··· The records ···
PR #239, opened 2025-03-24
NUT-24: HTTP Payment required

hzrd149:
This PR adds NUT-24 that describes how the HTTP 402 status code + an `X-Cashu` header can be used to require payment for http resources
[readable version](https://github.com/hzrd149/cashu-nuts/blob/402/23.md)

The goal for this NUT is to keep it tightly coupled to HTTP and keep all communication in-band to reduce complexity.


callebtc:
This should reuse the payment request from NUT-18 and specify which fields need to be set https://github.com/cashubtc/nuts/pull/243

23.md
```diff
@@ -0,0 +1,26 @@
...
+
+### Client payment
+
+After receiving a 402 response with a `X-Cashu` header, the client may retry the request with a `cashuB` token in the `X-Cashu` header as payment.
+
+The token MUST be from one of the mints listed in the `mints` array, and MUST be of the same `unit` and greater than or equal to the `amount`
+
+## Payment response
+
+If the server receives tokens from a mint that is not in the `mints` array, an incorrect `unit`, or an insufficient amount of tokens it should respond with a HTTP `400` status code.
```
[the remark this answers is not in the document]
callebtc: The server might want to melt them, I think it's better to leave this to the implementor.

callebtc:
Looks ready. Please leave your reviews. We usually wait for an implementation before we merge.

positiveblue:
It's nice to see more people building on the `HTTP 402` 🎉 

eCash has something really distinct and it's that "the token is the money" which means that people can use it as "proof of payment" (you send it to me and I claim it instantly). This is different from other payment methods where you can do pull based payments (ex: credit cards) or push based but you need to check if the payment was completed outbound (ex: Bitcoin)


We have been working for a while with a [generic flow that supports all kind of payment methods](https://www.l402.org). The trade offs for ecash is 

- Cons: 
  - One extra HTTP trip
- Pros: 
  - One integration, many payment methods
  - Support for multiple offers (ex: you need to become a paid user but can be professional, pro or enterprise)
  - Allows solutions that use third party gateways (you pay somewhere else and they send me a webhook that the offer was paid, easy to swap with current solutions like stripe)
  
  
  
I understand why you want to create a NUT for this. Same of why [x402](x402.org) exists for "strictly on chain payments" but even in that case I would try to bake in the "multiple offer support" in.

Egge21M:
> If you plan to keep `a int` I suggest that you clarify to specify that it be `fractional unit` of the currency for a 402 payment required.

There is no such thing in Cashu. Amounts are always integers of the specified unit

trbouma:
> > If you plan to keep `a int` I suggest that you clarify to specify that it be `fractional unit` of the currency for a 402 payment required.
> 
> There is no such thing in Cashu. Amounts are always integers of the specified unit

So, if "usd" can only specify whole dollars?

Egge21M:
> So, if "usd" can only specify whole dollars?

A single unit of "usd" represents a dollar cent. There are no floats in the Cashu protocol.

trbouma:
> > So, if "usd" can only specify whole dollars?
> 
> A single unit of "usd" represents a dollar cent. There are no floats in the Cashu protocol.

That's ok - if it's clarified in the spec. Currency is usually expressed as a main (base) unit and a fractional unit. I read the spec as the main unit, but it's actually the fractional unit. It wasn't apparent to me. Just wanting to reduce the potential confusion.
···
Word for word, quote the lines of the material from the first line through the line with "eCash has something", both ends included.

PR #239, opened 2025-03-24
NUT-24: HTTP Payment required

hzrd149:
This PR adds NUT-24 that describes how the HTTP 402 status code + an `X-Cashu` header can be used to require payment for http resources
[readable version](https://github.com/hzrd149/cashu-nuts/blob/402/23.md)

The goal for this NUT is to keep it tightly coupled to HTTP and keep all communication in-band to reduce complexity.


callebtc:
This should reuse the payment request from NUT-18 and specify which fields need to be set https://github.com/cashubtc/nuts/pull/243

23.md
```diff
@@ -0,0 +1,26 @@
...
+
+### Client payment
+
+After receiving a 402 response with a `X-Cashu` header, the client may retry the request with a `cashuB` token in the `X-Cashu` header as payment.
+
+The token MUST be from one of the mints listed in the `mints` array, and MUST be of the same `unit` and greater than or equal to the `amount`
+
+## Payment response
+
+If the server receives tokens from a mint that is not in the `mints` array, an incorrect `unit`, or an insufficient amount of tokens it should respond with a HTTP `400` status code.
```
[the remark this answers is not in the document]
callebtc: The server might want to melt them, I think it's better to leave this to the implementor.

callebtc:
Looks ready. Please leave your reviews. We usually wait for an implementation before we merge.

positiveblue:
It's nice to see more people building on the `HTTP 402` 🎉 

eCash has something really distinct and it's that "the token is the money" which means that people can use it as "proof of payment" (you send it to me and I claim it instantly). This is different from other payment methods where you can do pull based payments (ex: credit cards) or push based but you need to check if the payment was completed outbound (ex: Bitcoin)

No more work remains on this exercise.